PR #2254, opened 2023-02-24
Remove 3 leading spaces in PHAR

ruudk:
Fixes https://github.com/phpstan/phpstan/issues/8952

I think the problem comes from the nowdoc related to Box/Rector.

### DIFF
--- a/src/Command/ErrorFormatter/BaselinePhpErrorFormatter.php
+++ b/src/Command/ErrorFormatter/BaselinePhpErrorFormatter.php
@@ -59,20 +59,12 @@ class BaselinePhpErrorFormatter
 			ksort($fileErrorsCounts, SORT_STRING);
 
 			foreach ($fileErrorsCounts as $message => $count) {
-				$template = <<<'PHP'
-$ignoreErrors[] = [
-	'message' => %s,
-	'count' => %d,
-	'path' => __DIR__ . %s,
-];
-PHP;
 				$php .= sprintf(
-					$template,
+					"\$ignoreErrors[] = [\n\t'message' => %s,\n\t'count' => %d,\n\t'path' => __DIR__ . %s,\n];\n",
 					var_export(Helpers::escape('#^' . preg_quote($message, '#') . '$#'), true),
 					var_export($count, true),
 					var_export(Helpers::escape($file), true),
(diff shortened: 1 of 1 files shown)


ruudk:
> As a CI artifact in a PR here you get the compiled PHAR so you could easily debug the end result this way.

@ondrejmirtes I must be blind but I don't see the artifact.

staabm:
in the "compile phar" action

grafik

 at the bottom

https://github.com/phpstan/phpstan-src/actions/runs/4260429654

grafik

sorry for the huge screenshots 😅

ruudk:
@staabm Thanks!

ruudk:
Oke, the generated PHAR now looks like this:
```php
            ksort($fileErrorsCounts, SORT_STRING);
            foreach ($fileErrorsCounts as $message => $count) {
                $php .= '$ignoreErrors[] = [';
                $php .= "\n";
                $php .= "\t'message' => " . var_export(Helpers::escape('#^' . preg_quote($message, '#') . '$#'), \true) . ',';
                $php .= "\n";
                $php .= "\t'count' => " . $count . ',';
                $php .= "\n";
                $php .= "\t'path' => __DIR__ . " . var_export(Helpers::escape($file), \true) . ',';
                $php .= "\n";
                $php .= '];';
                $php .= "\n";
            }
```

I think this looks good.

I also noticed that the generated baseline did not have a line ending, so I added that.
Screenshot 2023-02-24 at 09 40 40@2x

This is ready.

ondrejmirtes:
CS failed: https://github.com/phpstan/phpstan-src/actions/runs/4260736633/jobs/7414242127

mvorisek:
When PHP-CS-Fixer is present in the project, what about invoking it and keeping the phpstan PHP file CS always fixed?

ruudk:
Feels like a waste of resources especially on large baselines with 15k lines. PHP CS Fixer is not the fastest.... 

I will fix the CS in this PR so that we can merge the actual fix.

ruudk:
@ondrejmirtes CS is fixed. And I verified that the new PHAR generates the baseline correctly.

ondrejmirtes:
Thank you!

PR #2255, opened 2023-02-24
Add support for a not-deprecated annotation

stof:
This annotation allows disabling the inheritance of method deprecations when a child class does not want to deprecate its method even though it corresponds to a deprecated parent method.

» **Task to complete**
Quote only the lines from the one containing "When PHP-CS-Fixer is" through the final line of the records, with both ends included.

» **Result below**
When PHP-CS-Fixer is present in the project, what about invoking it and keeping the phpstan PHP file CS always fixed?

ruudk:
Feels like a waste of resources especially on large baselines with 15k lines. PHP CS Fixer is not the fastest.... 

I will fix the CS in this PR so that we can merge the actual fix.

ruudk:
@ondrejmirtes CS is fixed. And I verified that the new PHAR generates the baseline correctly.

ondrejmirtes:
Thank you!

PR #2255, opened 2023-02-24
Add support for a not-deprecated annotation

stof:
This annotation allows disabling the inheritance of method deprecations when a child class does not want to deprecate its method even though it corresponds to a deprecated parent method.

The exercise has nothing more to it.